MSP in practice

Iris Dill and Sina Thiessen from GIZ’s Sector Project “Promoting Gender Equality” comment on the Generation Equality Forum (GEF) and its multi-stakeholder process:

What is the GEF and how did it come about?

The Generation Equality Forum (GEF) is a global collaboration for gender equality. The impetus for the GEF came from UN Women – a United Nations entity that promotes gender equality – in cooperation with the governments of France and Mexico.

The official launch of the forum was the summit in Paris from June 30 to July 2, 2021 with more than 100 virtual events attended by some 50,000 people from 150 countries, including Angela Merkel, Emmanuel Macron, Kamala Harris, Antonio Guterres and Hillary Clinton.

The outcome of the summit was the Global Acceleration Plan for Gender Equality which contains a strong feminist agenda. The plan includes concrete measures to promote the achievement of SDG 5 – Gender Equality by 2030.

A multi-stakeholder process is driving forward the gender-transformative implementation of the 2030 Agenda. This is done through so-called Action Coalitions which have been formed on a total of six topics, including “Gender-based violence” and “Feminist action for climate justice”. The Action Coalitions bring together governments, civil society, youth organizations, international organizations, philanthropy and the private sector.
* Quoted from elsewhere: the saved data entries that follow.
PR #1812, opened 2023-05-26
[SMN] Add level 70/80 skills for better Ultimate analysis

Maliziacat:
**Issue:**
A level 70/80 smn log like https://xivanalysis.com/fflogs/kaPYJ28j61NHL9Ky/7/4 will show large gaps in the timeline and various modules because Titan/Garuda/Ifrit summon actions are not present.

**Fix:**
Add Summon Titan, Summon Garuda, Summon Ifrit, Topaz Ruin III, Emerald Ruin III, Ruby Ruin III, Topaz Outburst, Emerald Outburst, and Ruby Outburst. This is enough to fix the timeline module.

**Extra Notes:**
I'm specifically avoiding additional changes even though we could support things like the summons module, because as discussed that could cause complications long term. We're not really trying to support 70/80 content here, just trying to make the timeline useable.

I used these logs for testing:
https://www.fflogs.com/reports/v8WVxQzgKYrcB7J1#fight=4 - level 90 smn parse
https://www.fflogs.com/reports/Hzf2bRYdCgKFphQ1#fight=153 - level 90 smn parse
https://www.fflogs.com/reports/kaPYJ28j61NHL9Ky#fight=7 - level 70 smn parse on UWU
https://www.fflogs.com/reports/hTkHrMvzqVagpnNc#fight=5 - level 80 smn parse on TEA

**Before** ABC / summons module / timeline:
image

**After** ABC / summons module / timeline:
image

### DIFF
--- a/src/data/ACTIONS/root/SMN.ts
+++ b/src/data/ACTIONS/root/SMN.ts
@@ -157,10 +157,28 @@ export const SMN = ensureActions({
 		cooldown: 20000,
 	},
 
+	RUBY_RUIN_III: {
+		id: 25817,
+		name: 'Ruby Ruin III',
+		icon: 'https://xivapi.com/i/002000/002682.png',
+		onGcd: true,
+		speedAttribute: Attribute.SPELL_SPEED,
+		castTime: 2800,
+	},
+
 	RUBY_RITE: {
 		id: 25823,
 		name: 'Ruby Rite',
 		icon: 'https://xivapi.com/i/002000/002760.png',
+		onGcd: true,
+		speedAttribute: Attribute.SPELL_SPEED,
+		castTime: 2800,
+	},
+
+	TOPAZ_RUIN_III: {
+		id: 25818,
+		name: 'Topaz Ruin III',
+		icon: 'https://xivapi.com/i/002000/002682.png',
 		onGcd: true,
 		speedAttribute: Attribute.SPELL_SPEED,
 		castTime: 2800,
@@ -172,6 +190,15 @@ export const SMN = ensureActions({
 		icon: 'https://xivapi.com/i/002000/002761.png',
 		onGcd: true,
 		speedAttribute: Attribute.SPELL_SPEED,
+	},
+
+	EMERALD_RUIN_III: {
+		id: 25819,
+		name: 'Emerald Ruin III',
+		icon: 'https://xivapi.com/i/002000/002682.png',
+		onGcd: true,
+		speedAttribute: Attribute.SPELL_SPEED,
+		castTime: 2800,
 	},
 
 	EMERALD_RITE: {
@@ -293,6 +320,14 @@ export const SMN = ensureActions({
 		statusesApplied: ['SLIPSTREAM'],
 	},
 
+	SUMMON_IFRIT: {
+		id: 25805,
+		name: 'Summon Ifrit',
+		icon: 'https://xivapi.com/i/002000/002680.png',
+		onGcd: true,
+		speedAttribute: Attribute.SPELL_SPEED,
+	},
+
 	SUMMON_IFRIT_II: {
 		id: 25838,
 		name: 'Summon Ifrit II',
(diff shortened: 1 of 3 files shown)


nonowazu:
Not trying to be a downer on this PR, but the goal of xiva is only to support current max-level analysis. When content from previous expansions becomes 'old', xiva branches and sets up a secondary domain for that expansion (for [example](https://stormblood.xivanalysis.com/)). However, that analysis is only good for parses made during that expansion.

There is not as-yet a mechanism for supporting analysis at lower level breakpoints.

Maliziacat:
> Not trying to be a downer on this PR, but the goal of xiva is only to support current max-level analysis. When content from previous expansions becomes 'old', xiva branches and sets up a secondary domain for that expansion (for [example](https://stormblood.xivanalysis.com/)). However, that analysis is only good for parses made during that expansion.
> 
> There is not as-yet a mechanism for supporting analysis at lower level breakpoints.

I want to at least make legacy ultimate analysis viable, but I wouldn't call this change "official support", nor do I plan on making further changes to make 70/80 fully supported. This is a minimum viable bar. Without this change, XIVA is completely useless. Neither the Stormblood nor the Shadowbringers domains are capable of handling Endwalker summoner.

Think of it from a new raider's perspective, exactly the kind of user we want to attract. A new raider does some extremes, then the current savage tier. Along the way they discover XIVA and find it to be quite useful. After current savage, I'd expect this user to try things like BLU or legacy ultimates, as a gateway to current ultimates. Wouldn't it be nice if all of those progression steps were at least functional in XIVA?

In the professional world this kind of change wouldn't be made because it costs time that could be spent on a higher value feature, while adding risk to the product. Since we're all volunteers here, the time cost is only to the code reviewer, and I'm hoping this adds zero risk to 90 SMN.

nonowazu:
This adds module logic that the maintainer needs to account for; even further on this, this becomes a slippery slope for things like [bosses](https://github.com/xivanalysis/xivanalysis/tree/endwalker/src/parser/bosses), which suddenly might need custom invuln config (compare with [endwalkers](https://github.com/xivanalysis/xivanalysis/tree/shadowbringers/src/parser/bosses) branch) - otherwise the analysis becomes useless again anyway.

I think in a professional world where funding is available, this change probably would be made because the core product would likely be funded to support level breakpoints. However, given our volunteer situation is light at best (and not all jobs are even supported for this expansion), adding the expectation from the end user of "oh hey, this now works on old ultimates at some bare minimum, when can we expect more support?" feels like a bridge too far.

Fully agree with the action changes, since it just makes the timeline work at a bare level and adds exactly 0 overhead once added.

src/data/ACTIONS/root/SMN.ts
```diff
@@ -157,6 +157,15 @@ export const SMN = ensureActions({
 		cooldown: 20000,
 	},
 
+	RUBY_RUIN_III: {
```
KelosPelmand, line 160: This will only give Ruby Ruin III a 2.8s GCD, not the full 3.0s it has in the job guide.  I didn't check the patch notes to be sure, but I assume this changed in patch 6.1, like it did for Ruby Rite, so you will need to add something to the 6.1 patch file (src\data\ACTIONS\layers\patch6.1.ts) for that.

src/data/ACTIONS/root/SMN.ts
```diff
@@ -234,6 +260,15 @@ export const SMN = ensureActions({
 		statusesApplied: ['REKINDLE', 'UNDYING_FLAME'],
 	},
 
+	RUBY_OUTBURST: {
```
KelosPelmand, line 263: Same as for Ruby Ruin III.

KelosPelmand (changes requested):
I looked at 5e595d6b74f8 (the one with the module changes) and it looked fine.  Up to you if you want to roll back the last commit.

Either way, the patch data fixes will need to be added.

src/data/ACTIONS/root/SMN.ts
Maliziacat: I checked the patch notes - it started with 2.8s cast, 2.5s recast in 6.0, then became 2.8 cast, 3.0s recast in 6.1. I'll update it :)

Maliziacat:
> I looked at [5e595d6](https://github.com/xivanalysis/xivanalysis/commit/5e595d6b74f80f9c580ad77bced7a55846a49b47) (the one with the module changes) and it looked fine. Up to you if you want to roll back the last commit.
> 
> Either way, the patch data fixes will need to be added.

I'll defer to you over Nono as you're the SMN maintainer. Summon module changes are back in :)

KelosPelmand (approved):
I am now happy with this PR and think it is ready to merge.

AkairyuGestalter (approved):
Didn't see anything obviously wrong, and Kelos is happy with it. Approved!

A wide variety of stakeholders around the world are called upon to make “commitments”, such as contributions. These can be made in financial, political or programmatic areas as well as in the form of advocacy. More than 1000 commitments have already been announced by a wide range of stakeholders. These include financial contributions of around 40 billion dollars. Additional commitments can be made up to 2026.

What is the history of the GEF?

The Forum sees itself as the successor to the Fourth World Conference on Women held in Beijing in 1995. The Beijing Platform for Action is the outcome document of the conference; to date, it is the most comprehensive approach to promoting gender equality.


However, 25 years after its adoption, no country in the world has achieved gender equality, and progress to date has been too slow. Commitments made in Beijing and in numerous subsequent forums have not been backed by the funding, policies, and programs necessary to meet the goals.

The GEF wants to address this lack of progress and move from rhetoric to action. In this, it sees itself as a cross-generational and multi-stakeholder format. After all, the goals of the Agenda 2030 and SDG 5 can only be achieved together.

The multi-stakeholder partnerships of each Action Coalition are designed to drive collective action and stimulate public and private investment, as well as promote intergenerational dialogue. This is intended to produce tangible results.

What is Germany’s contribution to the implementation of the GEF?

Germany has taken a leadership role in the Action Coalitions‘ governing body. The Action Coalitions’ goal is to ensure economic justice and rights for women and girls in all their diversity. It seeks to achieve this goal through four distinct measures: By strengthening women’s economic participation, by transforming care work, and by expanding decent work and employment opportunities in the formal and informal economy. Finally, by improving women’s access to and control over productive resources and promoting gender-equitable economies and economic incentives.

Within the Action Coalitions, Germany is making commitments in various areas. For example, it is contributing 67.5 million euros to improving working conditions in global supply chains in Bangladesh, Cambodia and Vietnam.

In addition, Germany is the first donor to the girls’ education initiative “SHE – Support Her Education”, contributing 100 million euros.